I know I’m new to all this stuff, and I admit I am confused here. Are you saying your bike breaks down a lot from riding hard on the trails?

I was 6’1 and 313lbs when I bought my TREK marlin, which was at the end of last season. I started hitting the single track trails at 303lbs and I haven’t had any breaks with my bike. Only time I had to have mine in the shop is when lady hit my truck from behind and my bike was the darn cushion on the rack.


----------



## jonshonda (Apr 21, 2011)

Squatch....advice taken. I am used to breaking and replacing, but I just dropped a bit on Chris King and Stans Flows. Only to hit the trails for two hours and toast a bottom bracket with maybe 50 miles on it. 

HAMP, Yup, even my wife made a comment tonight that my bike is always broken. I just frowned. The harder you ride, the more you break. Mashing up hills, then crashing down them all while looking for a log pile to jump off of will wear out parts quick.


----------



## HAMP (Apr 3, 2012)

Actually I forgotten about having to fix my bottom bracket. I guess I am lucky so far, and I do ride hard, especially with my weight that my bike is carrying. Looking on Youtube, most people post the trails they ride.

Can you post a link from youtube showing the trail/s you ride? Not a vid you made, but one that someone made from the same trail.


----------



## R+P+K (Oct 28, 2009)

jonshonda said:


> And off the f'in workstand....and I am really sick of it!! :madman: :madmax:
> 
> The world wasn't made for 6'2" 280#. :mother****er:


I dunno, this 6'2" 300# mofo doesn't have much trouble


----------



## R+P+K (Oct 28, 2009)

How are you guys riding to break so much stuff?

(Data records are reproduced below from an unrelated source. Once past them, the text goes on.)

PR #4351, opened 2025-09-25
Set `activationTime` equal to `upgrade.InitiallyActiveTime` for `propservm`

JonathanOppenheimer:
## Why this should be merged
This PR builds towards using the upgradetest package for forks, and that package uses the upgrade.InitiallyActiveTime values. Next we can replace all the values with the fork. 

## How this was tested
Existing CI

No

### DIFF
--- a/upgrade/upgrade.go
+++ b/upgrade/upgrade.go
@@ -12,8 +12,10 @@ import (
 	"github.com/ava-labs/avalanchego/utils/constants"
 )
 
+const InitiallyActiveTimeUnix = 1599696000
+
 var (
-	InitiallyActiveTime       = time.Date(2020, time.December, 5, 5, 0, 0, 0, time.UTC)
+	InitiallyActiveTime       = time.Date(2020, time.September, 10, 0, 0, 0, 0, time.UTC)
 	UnscheduledActivationTime = time.Date(9999, time.December, 1, 0, 0, 0, 0, time.UTC)
 
 	Mainnet = Config{
--- a/vms/proposervm/post_fork_block_test.go
+++ b/vms/proposervm/post_fork_block_test.go
@@ -45,8 +45,8 @@ func TestOracle_PostForkBlock_ImplementsInterface(t *testing.T) {
 
 	// setup
 	var (
-		activationTime = time.Unix(0, 0)
-		durangoTime    = activationTime
+		activationTime = upgrade.InitiallyActiveTime
+		durangoTime    = upgrade.InitiallyActiveTime
 	)
 	_, _, proVM, _ := initTestProposerVM(t, activationTime, durangoTime, 0)
 	defer func() {
@@ -90,7 +90,7 @@ func TestBlockVerify_PostForkBlock_PreDurango_ParentChecks(t *testing.T) {
 	require := require.New(t)
 
 	var (
-		activationTime = time.Unix(0, 0)
+		activationTime = upgrade.InitiallyActiveTime
 		durangoTime    = upgrade.UnscheduledActivationTime
 	)
 	coreVM, valState, proVM, _ := initTestProposerVM(t, activationTime, durangoTime, 0)
@@ -181,8 +181,8 @@ func TestBlockVerify_PostForkBlock_PostDurango_ParentChecks(t *testing.T) {
 	require := require.New(t)
 
 	var (
-		activationTime = time.Unix(0, 0)
-		durangoTime    = activationTime // post Durango
+		activationTime = upgrade.InitiallyActiveTime
+		durangoTime    = upgrade.InitiallyActiveTime // post Durango
 	)
 	coreVM, valState, proVM, _ := initTestProposerVM(t, activationTime, durangoTime, 0)
 	defer func() {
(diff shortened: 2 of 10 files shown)


upgrade/upgrade.go
```diff
@@ -12,8 +12,10 @@ import (
 	"github.com/ava-labs/avalanchego/utils/constants"
 )
 
+const InitiallyActiveTimeUnix = 1599696000
+
 var (
-	InitiallyActiveTime       = time.Date(2020, time.December, 5, 5, 0, 0, 0, time.UTC)
+	InitiallyActiveTime       = time.Date(2020, time.September, 10, 0, 0, 0, 0, time.UTC)
```
StephenButtolph: Changing this should be done in a different PR. It isn't relevant to improving the proposervm tests.

vms/proposervm/post_fork_block_test.go
```diff
@@ -181,8 +181,8 @@ func TestBlockVerify_PostForkBlock_PostDurango_ParentChecks(t *testing.T) {
 	require := require.New(t)
 
 	var (
-		activationTime = time.Unix(0, 0)
-		durangoTime    = activationTime // post Durango
+		activationTime = upgrade.InitiallyActiveTime
+		durangoTime    = upgrade.InitiallyActiveTime // post Durango
```
StephenButtolph:
```suggestion
		durangoTime    = upgrade.InitiallyActiveTime
```

vms/proposervm/pre_fork_block_test.go
StephenButtolph, line 1: The changes in this file don't look accurate.

JonathanOppenheimer: These changes are now in line with the other suggested changes of not setting `durangoTime = ActivationTime`

upgrade/upgrade.go
JonathanOppenheimer: It has been reverted

upgrade/upgrade.go
```diff
@@ -12,8 +12,10 @@ import (
 	"github.com/ava-labs/avalanchego/utils/constants"
 )
 
+const InitiallyActiveTimeUnix = 1607144400
```
joshua-kim: Why do we need this const? Couldn't callers get get this information from `InitiallyActiveTime.Unix()`?

vms/proposervm/vm_test.go
```diff
@@ -2542,8 +2542,8 @@ func TestTimestampMetrics(t *testing.T) {
 
 	innerBlock := snowmantest.BuildChild(snowmantest.Genesis)
 
-	outerTime := time.Unix(314159, 0)
-	innerTime := time.Unix(142857, 0)
+	outerTime := time.Unix(upgrade.InitiallyActiveTimeUnix+1000, 0)
+	innerTime := time.Unix(49463, 0) // the actual numbers do not matter here, we just verify the metrics are populated correctly
```
joshua-kim: Could we pick some other number offset from `upgrade.InitiallyActiveTimeUnix` like we did with the outer time? We might accidentally break this test if we change the timestamp. It seems like previously this timestamp was inbetween the two, so maybe we could do `upgrade.InitiallyActiveTimeUnix+500`?

vms/proposervm/vm_test.go
```diff
@@ -2542,8 +2542,8 @@ func TestTimestampMetrics(t *testing.T) {
 
 	innerBlock := snowmantest.BuildChild(snowmantest.Genesis)
 
-	outerTime := time.Unix(314159, 0)
-	innerTime := time.Unix(142857, 0)
+	outerTime := time.Unix(upgrade.InitiallyActiveTimeUnix+1000, 0)
```
joshua-kim: It's hard to interpret what `+1000` means, so we could write this as `upgrade.InitiallyActiveTime.Add(1000 * time.Second).Unix()` or `upgrade.InitiallyActiveTime.Add(15 * time.Minute).Unix()` (since 1k seconds ~= 15 min)

upgrade/upgrade.go
StephenButtolph: It is so that it can be a const rather than a var

vms/proposervm/vm_test.go
JonathanOppenheimer: Yeah sure - I changed it to +500 - the number literally does not matter though.

upgrade/upgrade.go
joshua-kim: Chatted offline, seems like we don't actually need to have these consts since the source-of-truth is from the var anyways.

JonathanOppenheimer: the const has been removed.

joshua-kim (approved):

vms/proposervm/vm_test.go
```diff
@@ -2542,8 +2542,8 @@ func TestTimestampMetrics(t *testing.T) {
 
 	innerBlock := snowmantest.BuildChild(snowmantest.Genesis)
 
-	outerTime := time.Unix(314159, 0)
-	innerTime := time.Unix(142857, 0)
+	outerTime := time.Unix(upgrade.InitiallyActiveTime.Add(1000*time.Second).Unix(), 0)
+	innerTime := time.Unix(upgrade.InitiallyActiveTime.Add(500*time.Second).Unix(), 0) // the actual numbers do not matter here, we just verify the metrics are populated correctly
```
StephenButtolph:
```suggestion
	// The actual numbers do not matter here, we just verify the metrics are
	// populated correctly.
	outerTime := upgrade.InitiallyActiveTime.Add(1000 * time.Second)
	innerTime := upgrade.InitiallyActiveTime.Add(500 * time.Second)
```

StephenButtolph (approved):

Us big dudes just can't slam into stuff and hope to walk away. It doesn't always need high-end parts and money. We just have to ride smarter.


----------



## Yoreskillz (Feb 10, 2011)

6'1" 315 lbs last October, rode a Surly Pugsley all winter, spring and first part of this summer and had few problems. Yesterday I weighed in a 243 lbs. sometimes it was challenging but so worth it and the expense to be lighter. Ride slower, spin more, enjoy the sites and stay positive!


----------



## mark! (Jun 1, 2012)

6'1 360-370 depending on day and meal, ride within your limits and you'll see more riding time. I learned that the hard way, but I learned quickly. When you push your limits, and your bikes limits, you're not doing yourself any favors, or your bike for that matter.


----------



## HAMP (Apr 3, 2012)

Yoreskillz said:


> *6'1" 315 lbs last October*, rode a Surly Pugsley all winter, spring and first part of this summer and had few problems. *Yesterday I weighed in a 243 lbs.* sometimes it was challenging but so worth it and the expense to be lighter. Ride slower, spin more, enjoy the sites and stay positive!

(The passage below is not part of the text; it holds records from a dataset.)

PR #4352, opened 2025-09-26
feat: Use the new ETA tracker for load tests

rkuris:
Replaced the deprecated EstimateETA function with EtaTracker.

## Why this should be merged

Because the new EtaTracker is much better

## How this works

Removed the deprecated call and replaced it with the new one

## How this was tested

Reran the test and see that it now has better estimates

No

### DIFF
--- a/tests/reexecute/c/vm_reexecute_test.go
+++ b/tests/reexecute/c/vm_reexecute_test.go
@@ -335,9 +335,10 @@ type vmExecutorConfig struct {
 }
 
 type vmExecutor struct {
-	config  vmExecutorConfig
-	vm      block.ChainVM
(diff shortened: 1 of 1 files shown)


RodrigoVillar:
Could we rename the PR title to `feat: Use the new ETA tracker for re-execution tests` or something similar? Usually, load tests refer to the code in the `tests/load` package 😄

aaronbuchwald (approved):
Code change LGTM

Would you mind attaching logs from the two comparison runs before/after this PR to show that the ETA is more accurate with this change, so that there's at least one clear data point?

Approving regardless since either way this is replacing deprecated code.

:thumbsup: :thumbsup: :thumbsup: :thumbsup: :thumbsup:

Great job! ! ! ! I'm jealous, and extremely happy for you at the same time. I'm also 6'1" and this past January I was at my most of 313lbs.

I bought my bike at the end of last season/summer, with intention of just having a bike to ride. It was March of this year I decided that bike riding is going to be my path to losing my unwanted weight.

I became serious at the end of May, and it's been tuff. I have hit 4 plateaus so far this year, YES 4 OF THEM. I almost gave up, well, I kinda did to be honest, but this past week, the current plateau broke and some pounds came off. I last weighed myself at 267lbs two days ago.

I liked reading what you posted, and I plan to get down to your current weight before the end of the summer&#8230;. And hopefully more.

Again, Great job, and congratulations! !


----------



## Yoreskillz (Feb 10, 2011)

HAMP said:


> :thumbsup: :thumbsup: :thumbsup: :thumbsup: :thumbsup:
> 
> Great job! ! ! ! I'm jealous, and extremely happy for you at the same time. I'm also 6'1" and this past January I was at my most of 313lbs.
> 
> ...


Thank You for the kind words Hamp!

I was around 225, fairly fit, commuted by bike 10 miles daily, swung a heavy hammer and welded silicone bronze sculptures. We moved so that I could complete my degree in Dental Laboratory Technology which required almost 8 hours daily at a bench. Our third child arrives, I graduate and the job market sucked so my wife took on employment and I stayed home with our new babe.

Fast forward 4 years I had steadily gotten fat, lazy and completely lethargic. Last summer was when it all came to head so to speak. Was having chest pain, winded from covering a couple flights of stairs and was just plain out of shape. Enter "fat, sick and nearly dead by Joe Cross" video....I watched it along with a couple other similar types of videos and decided it was time to make a drastic change not later but NOW! So I cut out of my diet almost all the things I enjoyed eating and drinking and entered a dietary world I had rarely known.

I have eaten more fruits and veggies in the last 10 months that I likely had in the last 10 years. I make a green fruit and vegetable smoothie daily, sometimes twice and I have taken to eating more bean recipes and less breads, dairy, sugar and many fats. To shorten the blather...I feel gobs better and have literally watched pounds drop before my eyes. That said, it hasn't always been as easy as it sounds, and I too have hit plateau's. Mostly when I succumb to eating junk and being excusatory about why I shouldn't get out and ride. It has been so hot this summer compared to others I felt I was going to literally combust into flames at times...I HATE the heat!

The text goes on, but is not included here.